***** DATA SECTION *****

PR #3638, opened 2026-08-26
feat(memory): add memory write tool for cross-runtime memory sharing

TimeToBuildBob:
## Summary

- Adds a `memory` tool (`gptme/tools/memory.py`) that saves persistent memories to the shared Claude Code memory path (`~/.claude/projects/<workspace-hash>/memory/`)
- Memories saved via gptme are immediately readable by future sessions on any runtime (CC, gptme, Codex) — CC reads them natively, gptme loads them via `prompt_workspace()` (already shipped in #3626)
- Each memory is stored as an individual `.md` file with YAML frontmatter (CC-compatible format) plus an entry in the `MEMORY.md` index
- 27 new tests covering: slug normalization, index create/append/update, save/overwrite, frontmatter format, execute error cases, and tool spec

## Background

PR #3626 (already merged) implemented the **read** side of #3625: gptme now auto-loads `~/.claude/projects/<workspace-hash>/memory/MEMORY.md` in workspace context. But the **write** side was missing — gptme had no way to save memories that CC (or other runtimes) could later read.

This PR completes the feature by adding the write side.

## Usage

```
memory prefer-short-answers
User prefers concise, direct answers without preamble.
More context: applies to all responses, especially code explanations.
```

The first content line becomes the MEMORY.md index description; remaining lines are the body. Names are slugified to safe filenames.

## Test plan

- [x] 27 unit tests in `tests/test_memory_tool.py` — all passing
- [x] 12 existing CC memory tests (`tests/test_cc_memory.py`) still passing
- [x] Pre-commit hooks (ruff, mypy) pass

Completes #3625 (the write side — #3626 shipped the read side)

### DIFF
--- a/gptme/tools/memory.py
+++ b/gptme/tools/memory.py
@@ -1,0 +1,165 @@
+"""
+Persistent memory tool for gptme.
+
+Saves memories to the shared Claude Code memory path so they are readable
+by future sessions on any runtime (CC, gptme, Codex).
+
+Memory files are written to:
+  ~/.claude/projects/<workspace-hash>/memory/<name>.md
+
+And an entry is added to MEMORY.md (the index file), which is auto-loaded
+by gptme (via prompt_workspace) and by Claude Code in every session.
+
+Usage:
+  memory save <name>
+  <description line>
+  <body content>
+"""
+
+import logging
+import re
+from collections.abc import Generator
+from pathlib import Path
+
+from ..dirs import get_cc_memory_dir, get_workspace
+from ..message import Message
+from .base import ToolSpec, ToolUse
+
+logger = logging.getLogger(__name__)
+
+instructions = """
+Save a persistent memory that will be automatically loaded in future sessions
+across all runtimes (gptme, Claude Code, Codex).
+
+Memories are stored in the shared Claude Code memory directory and loaded
+automatically when a session starts in this workspace.
+
+Use memories to remember:
+- Important facts about the user or project
+- Patterns and preferences learned from the conversation
+- Decisions and their rationale
+
+The first line of the content is treated as the one-line description
+(shown in the MEMORY.md index); the rest is the memory body.
+""".strip()
+
+instructions_format = {
+    "markdown": "Use a code block with the language tag `memory <name>` to save a memory. The first line is the description; the rest is the body.",
+}
+
+
+def examples(tool_format):
+    return f"""
+> User: remember that I prefer short answers
+> Assistant:
+{ToolUse("memory", ["prefer-short-answers"], "User prefers short, direct answers without preamble.").to_output(tool_format)}
+> System: Memory 'prefer-short-answers' saved.
+""".strip()
+
+
+def _slugify(name: str) -> str:
+    """Convert a name to a safe filename slug."""
+    slug = name.lower().strip()
+    slug = re.sub(r"[^a-z0-9]+", "-", slug)
+    slug = slug.strip("-")
+    return slug or "memory"
+
+
+def _update_memory_index(
+    memory_dir: Path, name: str, filename: str, description: str
+) -> None:
+    """Add or update an entry in MEMORY.md."""
+    index_path = memory_dir / "MEMORY.md"
+    entry = f"- [{name}]({filename}) — {description}\n"
+
+    if not index_path.exists():
+        index_path.write_text(f"# Persistent Memory\n\n{entry}", encoding="utf-8")
+        return
+
+    content = index_path.read_text(encoding="utf-8")
+    # Update existing entry for this name/file if present
+    pattern = rf"^- \[{re.escape(name)}\]\({re.escape(filename)}\).*$"
+    if re.search(pattern, content, re.MULTILINE):
+        content = re.sub(pattern, entry.rstrip(), content, flags=re.MULTILINE)
+        index_path.write_text(content, encoding="utf-8")
+    else:
+        # Append new entry
+        if not content.endswith("\n"):
+            content += "\n"
+        index_path.write_text(content + entry, encoding="utf-8")
+
+
+def save_memory(name: str, content: str, workspace: Path | None = None) -> str:
+    """Save a memory to the shared CC memory directory.
+
+    Args:
+        name: Memory name (used as filename slug and index key).
+        content: Memory content. First line is the description; rest is the body.
+        workspace: Workspace root (defaults to get_workspace()).
+
+    Returns:
+        Path to the saved memory file as a string.
+    """
+    if workspace is None:
+        workspace = get_workspace()
+
+    memory_dir = get_cc_memory_dir(workspace)
+    memory_dir.mkdir(parents=True, exist_ok=True)
+
+    slug = _slugify(name)
+    filename = f"{slug}.md"
+    file_path = memory_dir / filename
+
+    lines = content.strip().splitlines()
+    description = lines[0].strip() if lines else name
+    body = "\n".join(lines[1:]).strip() if len(lines) > 1 else content.strip()
+
+    frontmatter = f"---\nname: {slug}\ndescription: {description}\nmetadata:\n  type: general\n---\n\n"
+    file_path.write_text(frontmatter + body + "\n", encoding="utf-8")
+
+    _update_memory_index(memory_dir, name, filename, description)
+
+    logger.debug(f"Saved memory '{name}' to {file_path}")
+    return str(file_path)
+
+
+def execute_memory(
+    code: str | None,
+    args: list[str] | None,
+    kwargs: dict[str, str] | None = None,
+) -> Generator[Message, None, None]:
+    """Execute the memory tool — save a memory entry."""
+    if not args:
+        yield Message(
+            "system",
+            "Error: memory tool requires a name argument, e.g. `memory my-memory-name`",
+        )
+        return
+
+    name = args[0]
+
+    content = (code or "").strip()
+    if not content:
+        yield Message(
+            "system",
+            "Error: memory content is empty. Provide the memory text in the code block body.",
+        )
+        return
+
+    try:
+        file_path = save_memory(name, content)
+        yield Message("system", f"Memory '{name}' saved to `{file_path}`.")
+    except OSError as e:
+        yield Message("system", f"Error saving memory '{name}': {e}")
+
+
+tool = ToolSpec(
+    name="memory",
+    desc="Save a persistent memory to the shared cross-runtime memory store (readable by CC, gptme, Codex).",
+    instructions=instructions,
+    instructions_format=instructions_format,
+    examples=examples,
+    execute=execute_memory,
+    block_types=["memory"],
+    parameters=[],
+)
--- a/gptme/tools/memory.py
+++ b/gptme/tools/memory.py
@@ -109,8 +109,9 @@ def _update_memory_index(
             else:
                 pattern = rf"^- \[{re.escape(slug)}\]\({re.escape(filename)}\).*$"
                 if re.search(pattern, content, re.MULTILINE):
+                    replacement = entry.rstrip()
                     new_content = re.sub(
-                        pattern, entry.rstrip(), content, flags=re.MULTILINE
+                        pattern, lambda _: replacement, content, flags=re.MULTILINE
                     )
                 else:
                     if not content.endswith("\n"):
@@ -148,7 +149,8 @@ def save_memory(name: str, content: str, workspace: Path | None = None) -> str:
     description = lines[0].strip() if lines else name
     body = "\n".join(lines[1:]).strip() if len(lines) > 1 else content.strip()
 
-    frontmatter = f"---\nname: {slug}\ndescription: {description}\nmetadata:\n  type: general\n---\n\n"
+    safe_desc = description.replace("\\", "\\\\").replace('"', '\\"')
+    frontmatter = f'---\nname: {slug}\ndescription: "{safe_desc}"\nmetadata:\n  type: general\n---\n\n'
     file_path.write_text(frontmatter + body + "\n", encoding="utf-8")
 
     # Use slug as the index key so colliding names update the same entry.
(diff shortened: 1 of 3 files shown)


gptme/tools/memory.py
```diff
@@ -0,0 +1,165 @@
...
+        Path to the saved memory file as a string.
+    """
+    if workspace is None:
+        workspace = get_workspace()
+
+    memory_dir = get_cc_memory_dir(workspace)
+    memory_dir.mkdir(parents=True, exist_ok=True)
+
+    slug = _slugify(name)
+    filename = f"{slug}.md"
```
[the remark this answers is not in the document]
TimeToBuildBob: Fixed in f9a08aded4f0.

`_update_memory_index` now takes `slug` as the key (not the original name), and `save_memory` passes `slug` rather than `name` to the index. Distinct names that normalise to the same slug now update a single index entry instead of creating duplicates. Added `test_slug_collision_produces_one_index_entry` and `test_index_uses_slug_not_raw_name` to guard this.

gptme/tools/memory.py
```diff
@@ -0,0 +1,165 @@
...
+    # Update existing entry for this name/file if present
+    pattern = rf"^- \[{re.escape(name)}\]\({re.escape(filename)}\).*$"
+    if re.search(pattern, content, re.MULTILINE):
+        content = re.sub(pattern, entry.rstrip(), content, flags=re.MULTILINE)
+        index_path.write_text(content, encoding="utf-8")
+    else:
+        # Append new entry
+        if not content.endswith("\n"):
+            content += "\n"
+        index_path.write_text(content + entry, encoding="utf-8")
```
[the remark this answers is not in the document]
TimeToBuildBob: Fixed in f9a08aded4f0.

`_update_memory_index` now uses `fcntl.flock(LOCK_EX)` around the full read-modify-write. The file is opened in `a+` mode (creates when absent), locked exclusively, read, modified, and written back — all within the same open handle so no other process can interleave. Falls back to a no-op on Windows (best-effort, since the CC memory path doesn't exist there anyway).

gptme/tools/memory.py
```diff
@@ -0,0 +1,165 @@
...
+        return
+
+    name = args[0]
+
+    content = (code or "").strip()
+    if not content:
+        yield Message(
+            "system",
+            "Error: memory content is empty. Provide the memory text in the code block body.",
+        )
```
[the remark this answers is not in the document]
TimeToBuildBob: Fixed in f9a08aded4f0.

`execute_memory` now routes through `execute_with_confirmation`, which previews the memory content and asks for user review before persisting. In autonomous/non-interactive mode (no confirmation hook registered) it auto-confirms with `default_confirm=True`, so existing tests and autonomous runs are unaffected.

gptme/tools/memory.py
```diff
@@ -0,0 +1,165 @@
...
+Save a persistent memory that will be automatically loaded in future sessions
+across all runtimes (gptme, Claude Code, Codex).
+
+Memories are stored in the shared Claude Code memory directory and loaded
+automatically when a session starts in this workspace.
+
+Use memories to remember:
+- Important facts about the user or project
+- Patterns and preferences learned from the conversation
+- Decisions and their rationale
```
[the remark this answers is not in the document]
TimeToBuildBob: Fixed in f9a08aded4f0.

The instructions are now framed around concrete agent decisions ("save this when you learn something worth remembering for future work") with examples of the three main use cases, rather than documenting storage and loading mechanics.

TimeToBuildBob:
@greptileai review

TimeToBuildBob:
Re: slug collision — this is an intentional design choice, not a bug.

The slug is the **canonical identifier** for a memory slot. Two names that normalise to the same slug (`"prefer short answers"` and `"prefer-short answers"`) are considered the same memory — writing either one updates that slot. This is consistent with how CC's own memory system works: each memory lives at a stable slug-based path, and saving again under the same slug is an update.

The alternative (collision error or index disambiguation) would make the UX worse with no benefit: if you want a *different* memory, choose a name that produces a different slug. The test `test_slug_collision_produces_one_index_entry` documents this intentional behavior.

The three P1 findings (index duplicates, concurrent race, confirmation bypass) are addressed in f9a08aded4f0. Leaving the score at 4/5 for human/maintainer review.

gptme/tools/memory.py
```diff
@@ -0,0 +1,225 @@
...
+        try:
+            f.seek(0)
+            content = f.read()
+            if not content:
+                new_content = f"# Persistent Memory\n\n{entry}"
+            else:
+                pattern = rf"^- \[{re.escape(slug)}\]\({re.escape(filename)}\).*$"
+                if re.search(pattern, content, re.MULTILINE):
+                    new_content = re.sub(
+                        pattern, entry.rstrip(), content, flags=re.MULTILINE
```
TimeToBuildBob: ❌ **P1** — The index update uses `re.sub(pattern, entry.rstrip(), ...)` where `entry` includes the user-controlled `description` (first line of memory content). If `description` contains a backslash followed by a digit (e.g., `\1`) or a `\g<...>` reference, `re.sub` interprets it as a group reference. Since the pattern has no capturing groups, Python raises `re.error: invalid group reference`. This exception is not caught in `_update_memory_index`, nor is it caught by `_do_save` (which only catches `OSError`), so the tool crashes with an unhandled error and no memory is saved. A user can trigger this by saving a memory whose first line contains such a sequence, causing a denial of service of the memory tool.

gptme/tools/memory.py
```diff
@@ -0,0 +1,225 @@
...
+
+    slug = _slugify(name)
+    filename = f"{slug}.md"
+    file_path = memory_dir / filename
+
+    lines = content.strip().splitlines()
+    description = lines[0].strip() if lines else name
+    body = "\n".join(lines[1:]).strip() if len(lines) > 1 else content.strip()
+
+    frontmatter = f"---\nname: {slug}\ndescription: {description}\nmetadata:\n  type: general\n---\n\n"
```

*****

Which lines above contain the word "shown"? Copy each of them.

+(shown in the MEMORY.md index); the rest is the memory body.
(diff shortened: 1 of 3 files shown)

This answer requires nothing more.